MATRICESNORAIMA NAYARITH ZARATE GARCIA

COD. 2073173

ING. DE PETROLEOS

UNIVERSIDAD INDUSTRIAL DE SANTANDER

MATRICES

An matrix is a set of items of any nature, but in general,

numbers are usually arranged in rows and columns.

Order matrix is called "m × n" to a set of elements Ɑij

rectangular arranged in m rows and n columns.

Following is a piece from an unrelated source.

Issue #2328, opened 2024-11-23
Metrics Collect improvement for delta temporality


cijothomas:
During collect the hashmap is [cleared out entirely](https://github.com/open-telemetry/opentelemetry-rust/blob/main/opentelemetry-sdk/src/metrics/internal/mod.rs#L176), forcing updates() to re-insert entries to the hashmap after each collect. Since inserts require Write lock and heap allocation, we should avoid unnecessarily causing insertion.

One rough idea how to achieve this:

TYPES OF MATRICESTYPES OF MATRIX DEFINITION EXAMPLE

ROW That matrix has a single row,

with order 1 × n

COLUMN That matrix has a single column,

and its order m × 1

RECTANGULAR That array that has different

number of rows and columns, and

its order m × n,

TRANSPOSE Given a matrix A, is called the

transpose of the matrix A is

obtained by changing orderly

rows of columns.

Is represented by AT or AT

OPPOSITE The opposite of a given matrix is

the result of replacing each

element by its opposite. The

opposite of A is-A.

SQUARE That parent has an equal number

of rows and columns, m = n,

saying that the matrix is of order

n.

Main diagonal: are the elements

Ɑ11, Ɑ22, ..., Ɑnn

Secondary Diagonal: Ɑij are the

elements to Ɑij , i + j = n +1

Trace of a square matrix is: the

sum of main diagonal elements of

tr A.

TYPES OF MATRICES

TYPES OF MATRIX DEFINITION EXAMPLES

SYMMETRICAL It is a square matrix equals its

transpose.

A = At, Ɑij = Ɑji

IDENTICAL Es una matriz cuadrada que tiene

todos sus elementos nulos excepto los

de la diagonal principal que son

iguales a 1. Tambien se denomina

matriz unidad.

REVERSE We say that a square matrix has an

inverse, A-1 if it is verified that:

A · A-1 = A-1 ° A = I

TRIANGULAR It is a square matrix that has all the

elements above (below) the main

diagonal to zero.

OPERATIONS WITH MATRICES

SUM:The sum of two matrices of the same size (equidimensional)

another mat is another matrix

EXAMPLE:

PROPERTIES:

o Associations: A + (B + C) = (A + B) + C

· Commutative: A + B = B + A

· Elem. Neutral: (0m × n zero matrix), 0 + A = A +0 = A

· Elem. symmetric (opposite-matrix A), A + (-A) = (-A) + A = 0

PRODUCT MATRIX

Given two matrices A = (Ɑij) m × n and B = (bij) p × q = p were n=p , the

number of columns in the first matrix equals the number of rows of the

matrix B, is defined A · B product as follows:

EXAMPLE:

INVERSE MATRIX

Inverse matrix is called a square matrix An and represent the A-1, a

matrix that verifies the following property: A-1 ° A = A ° .A-1 = I

PROPERTIES :

BIBLIOGRAPHY

CHAPRA , STEVEN C. Y CANALE, RAYMOND

P. Numerics Mathods for Engineers. McGraw

Hill 2002.

es. Wikipedia. Org/wiki.

SANTAFE, Elkin R. “Elementos básicos de

modelamiento matemático”.

Clases -universidad de Santander año-2009.